The head section 1 of the column and the intermediate sections 2-1-2-K of the column in the lower part under the contact space have nozzles 8 for liquid outlet and nozzles 9 for steam inlet. Section 3 with the cube of the column and intermediate sections 2-1-2-K of the column in the upper part above the contact space have nozzles 10 of the fluid inlet, nozzles 11 of the steam outlet and fittings 12.

The steam outlet pipes 11 and the steam inlet pipes 9 of different sections are connected in series by steam lines 72, the liquid outlet pipes 8 and the liquid inlet pipes 10 of the same sections are connected by liquid lines 13 with additionally installed flow drivers 14-1 (pipes 8-11, fitting 12, steam lines 72, liquid lines 13, flow drivers 14-1 are conventionally indicated only at the head section 1 of the column and the intermediate section 2-1 of the column).

Pumps or parlifts can be used as flow boosters 14-1. When using parlifts, each of which contains a vaporizer vaporizer 15 in the lower part, in the upper part there is a steam elevator condenser 16 and a traction pipe 73, nozzles of the outlet 8 and the liquid inlet 10 of the sections are connected by a liquid line 13 to the parlift through the hydraulic locks 17, 18. The condensation cavity of each condenser 16 contains a nozzle 19, which, together with the nozzle 12, is connected by impulse pipelines to a pressure comparing device 20, which generates a signal of influence on the heat flux regulating organ 21 in the steam lift condenser 16.

The high pressure cycle consists of 22 recuperative gas heat exchangers 23, 24 of the immersion heat exchanger 25 and adsorbent 26, cooled by liquid refrigerant boiling under vacuum created by the vacuum pump 27, filter 28, connected by pipelines 48, 49, 50, 58 69 to the fittings of the high pressure compressor submersible evaporator-condenser 29 located in the cube of section 3 with the cube of the column, the separator 30, the condenser 31 of the column located in the upper part of the head section 1 of the column.
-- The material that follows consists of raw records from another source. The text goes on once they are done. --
PR #337, opened 2026-06-28
feat(tui): remove the /mode command (covered by /model + /effort)

gnanam1990:
## Summary

Removes the TUI `/mode` slash command. Its presets bundled a **hardcoded** model (`smart`→`claude-sonnet-4.5`, `deep`→`claude-opus-4.1`, `large`→`gemini-2.5-pro`, …) + reasoning effort + turn budget, and `handleModeCommand` actually switched you to that model. On any non-Anthropic/Google setup (Ollama-cloud, xAI, GPT-5, custom endpoints) `/mode` would switch to a model you're not authenticated to — so it's effectively broken there. With **`/model`** (any provider's models) and **`/effort`** (reasoning effort) covering the same ground flexibly, `/mode` is redundant in the TUI.

## What's removed
- The `/mode` command (registry entry + `commandMode` kind), its dispatch, `handleModeCommand`, `modeListText`, the `pickerMode` kind + `newModePicker`, and the picker-apply case.
- Stale `/mode` references in comments.
- The four `TestModeCommand*` tests; updated autocomplete/picker tests that relied on `/mo` being ambiguous (`/model` + `/mode`).

## What's kept
- `internal/modelregistry` mode presets (`Modes`, `ModeNames`, `LookupMode`) and the **CLI `--mode` flag** (`zero exec --mode <name>`) — still used by headless exec, out of scope here.

## Test plan

## Summary by CodeRabbit

* **Chores**
  * Removed the `/mode` command from the TUI command list, help output, and session controls.
  * Updated the settings picker to only support `/model` and `/effort` (mode picker removed).
* **Bug Fixes**
  * Updated command suggestions and suggestion overlay behavior so keyboard navigation/tab completion reflect the remaining supported commands.
* **Tests**
  * Adjusted autocomplete, picker, and session-control tests to match the updated command set and overlay expectations.


gnanam1990:
@coderabbit review if approvable then approve it

gnanam1990:
@coderabbit approve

To start the high and low pressure cycles, the device has a ramp 47 with cylinders filled with a working fluid, connected by line 58 to line 50 at the inlet of the high-pressure compressor 22 and line 69 to line 48 for discharge.

The low-pressure cycle consists of pipelines 49, 53, 54, 62 connected to the valves of a low-pressure compressor 32, recuperative gas heat exchangers 33, 34, a submersible heat exchanger 35, an adsorber 36 cooled by liquid refrigerant boiling under vacuum, a filter 37, evaporators 15 parlifts, evaporator-condenser 38 connected in parallel to the flow of the condensing working fluid, liquid collector 39, separator 30, connected in parallel to the flow of the boiling working fluid of the condensers 16. Evaporators 15 of the elevator and condenser-evaporator 38 p through line 74 with valve 75 can be connected to a high pressure cycle.

The supply and preparation unit for the shared mixture includes a discharge ramp 39 connected to pipelines with valves, a shared mixture cylinders, a reducer 40 and a compressor 41, recuperative gas heat exchangers 42, 43, an immersion heat exchanger 44, an adsorber 45 cooled by a liquid refrigerant boiling under vacuum filter 46.

The method of separation of a difficult to separate mixture by the example of separation of a mixture of neon isotopes is as follows.

Before starting the installation, the casing 5 of the apparatus cavity and pipelines of the high and low pressure cycles, the distillation column sections, the supply and preparation unit for the shared mixture are evacuated by connecting them with lines 6, 59-61 and the vacuum pump 7. Cylinders filled with cleaned working fluid are installed on ramp 47 - neon, and on discharge ramp 39 - cylinders with a cleaned separated neon mixture, which is a mixture of neon isotopes, vessel 4 is filled along line 67 with liquid nitrogen, which is fed through lines 51, 55, 57 to immersion heat exchangers 25, 35, 44 on cool the adsorbers 26, 36, 45 and the screen 68 are deposited. At the same time, from the ramp 47, a working fluid is fed via line 58 to the high pressure cycle. Compressed by a high-pressure compressor 22, the working fluid is liquefied, first sequentially cooled in a recuperative gas heat exchanger 23 due to return flows of a cold working fluid and nitrogen vapor, then in a submersible heat exchanger 26 due to boiling liquid nitrogen, a recuperative gas heat exchanger 24 due to a reverse steam flow working fluid and, finally, in a submersible evaporator-condenser 29 due to the boiling of liquid neon with a mass number of 22 (in a stationary mode when there is liquid in the cube), and then they are drosellated to the separator 30. The vapor formed during the throttling of the working fluid vapor through line 63 is sent to a recuperative gas heat exchanger 22 as a return flow, and the liquid is transferred via line 49 to the condenser of the column 31 and the condensers 16 of the elevators. The vapor of the evaporated liquid from the condensers is returned via lines 62, 63 to the separator 30. In the adsorber 26, possible microimpurities are absorbed.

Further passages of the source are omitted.